Mengapa Sidang Isbat Penting?

Tradisi sidang isbat telah berlangsung sejak dekade 1950-an. Pemerintah secara rutin menetapkan awal Ramadhan, Syawal, dan Zulhijjah melalui mekanisme ini.

Landasan keagamaannya diperkuat oleh Fatwa MUI Nomor 2 Tahun 2004 yang menegaskan bahwa penetapan awal bulan Hijriah dilakukan oleh Menteri Agama berdasarkan metode hisab dan rukyat serta berlaku secara nasional.

Dalam buku Ilmu Falak karya Susiknan Azhari dijelaskan bahwa kombinasi hisab dan rukyat merupakan pendekatan moderat yang berusaha menjembatani perbedaan metode di kalangan umat Islam.

Hisab memberikan kepastian ilmiah, sementara rukyat menjadi implementasi tekstual dari hadis Nabi tentang melihat hilal.

Secara normatif, dasar rukyat merujuk pada sabda Rasulullah SAW:

Shumu li ru’yatihi wa afthiru li ru’yatihi.

Artinya: “Berpuasalah kalian karena melihat hilal dan berbukalah karena melihatnya.” (HR. Bukhari dan Muslim).

Karena Indonesia memiliki beragam ormas dengan pendekatan berbeda, sidang isbat menjadi forum musyawarah nasional.

Pemerintah dalam hal ini berperan sebagai fasilitator yang menetapkan hasil kesepakatan bersama agar memiliki kekuatan hukum dan administratif.

Dalil Alquran tentang Kewajiban Puasa

Kewajiban puasa Ramadhan ditegaskan dalam Alquran Surah Al-Baqarah ayat 183:

Yaa ayyuhalladziina aamanuu kutiba ‘alaikumush-shiyaamu kamaa kutiba ‘alalladziina min qablikum la’allakum tattaquun.

Artinya: “Wahai orang-orang yang beriman, diwajibkan atas kamu berpuasa sebagaimana diwajibkan atas orang-orang sebelum kamu agar kamu bertakwa.”

Ayat ini menegaskan bahwa tujuan utama Ramadhan bukan sekadar menahan lapar, melainkan membentuk ketakwaan.

Dalam tafsirnya, Quraish Shihab dalam buku Wawasan Al-Qur’an menjelaskan bahwa takwa yang dimaksud adalah kesadaran penuh akan kehadiran Allah dalam setiap aspek kehidupan.

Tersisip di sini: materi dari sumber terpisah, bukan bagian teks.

PR #939, opened 2026-03-28
enhance: bump token keyspace to >128 bits

### LINKED ISSUE #936: Feature Request: Add GOTIFY_TOKEN_LENGTH configuration option
When Gotify generates tokens (for applications, clients, etc.), they are always 15 characters long. This length is hardcoded and cannot be changed either through the UI or any configuration option. For environments with stricter security requirements, 15 characters may not be sufficient, and there is currently no way for an administrator to enforce a longer, more secure token length.

A new application configuration option `GOTIFY_TOKEN_LENGTH` should be introduced to allow administrators to configure the length of generated tokens. The option should:

- Default to `15` if not provided, preserving the current behavior and ensuring backward compatibility.
- Accept any integer value greater than or equal to `15` to ensure a minimum level of security.
- Be documented alongside the other existing configuration options.

Example configuration:
```yml
server:
  [...]
  tokenlength: 15
```
Or via environment variable:
```bash
GOTIFY_TOKEN_LENGTH=32
```

Manually editing tokens after generation: Users could theoretically update tokens manually in the database, but this is error-prone, not user-friendly, and not a scalable solution for administrators.

Enforcing a fixed longer token length: Hardcoding a longer token length (e.g., 32 characters) instead of 15 would improve security but would not give administrators the flexibility to define their own required length based on their specific security policies.

**Additional context**
Allowing configurable token lengths is a common best practice in security-conscious applications, giving administrators the ability to align token generation with their organization's security policies or compliance requirements (e.g., NIST, OWASP recommendations). This change is fully backward compatible since the default value remains `15`.

eternal-flame-AD:
Previous keyspace: 2^84.3131 (2.40e25) , we are moving to 2^132.5 keyspace (7.65e+39)

Closes #936 

The original length is indeed on the legacy end of the spectrum and slightly behind OWASP recommendations for a password without MFA , therefore I think it's good to bump it to >128 bits to push it well into cryptographic secret strength that TLS/SSH accepts and collision resistance on SHA256 is targeted at. Maybe this can also simplify some workflows if some users want's to built ad hoc E2EE systems. 

Regardng the proposal in #936 I don't see the need to add a token length option because the "ceiling" of security (TLS) is clear and achievable by simply bumping the constant. Creating a knob can lead to downstream problems like tokens too long causing them to not fit in certain webhook forms, etc. 

The increase in character count is modest, so I don't expect any issues with URL or webhook form length not fitting, but after the increase we can confidently say at least regarding the brute force attack vector TLS would be the weakest link by every metric.

### DIFF
--- a/auth/token.go
+++ b/auth/token.go
@@ -7,7 +7,7 @@ import (
 
 var (
 	tokenCharacters   = []byte("abcdefghijklmnopqrstuvwxyzABCDEFGHIJKLMNOPQRSTUVWXYZ0123456789.-_")
-	randomTokenLength = 14
+	randomTokenLength = 22 // ~2^132.5 keyspace (7.65e+39)
 	applicationPrefix = "A"
 	clientPrefix      = "C"
 	pluginPrefix      = "P"


jmattheis (approved):
👍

Puasa menjadi latihan spiritual untuk mengendalikan diri dan memperkuat empati sosial.

Baca juga: Menag Tegaskan Sidang Isbat Tetap Jadi Penentu Awal Ramadhan 1447 H

Apa Tujuan Sidang Isbat?

Secara substantif, sidang isbat memiliki beberapa tujuan utama.

Pertama, memberikan kepastian hukum dan keagamaan. Keputusan yang diumumkan Menteri Agama menjadi rujukan resmi bagi masyarakat luas.

Kedua, menyatukan umat. Dengan duduk bersama dalam satu forum, potensi perbedaan dapat diminimalkan sehingga masyarakat tidak bingung.

Ketiga, menjaga prinsip musyawarah. Mekanisme ini mencerminkan nilai demokrasi dan keterlibatan banyak pihak dalam pengambilan keputusan keagamaan yang berdampak nasional.

Keempat, mengintegrasikan sains dan syariat. Hisab dan rukyat dipertemukan dalam satu ruang dialog ilmiah sekaligus religius.

Amalan Hari Pertama Puasa Ramadhan

Hari pertama puasa memiliki keistimewaan tersendiri. Banyak ulama menganjurkan agar momentum awal ini diisi dengan niat yang kuat dan ibadah yang optimal.

Meluruskan niat

Niat puasa dilakukan sejak malam hari. Rasulullah SAW bersabda bahwa setiap amal tergantung niatnya.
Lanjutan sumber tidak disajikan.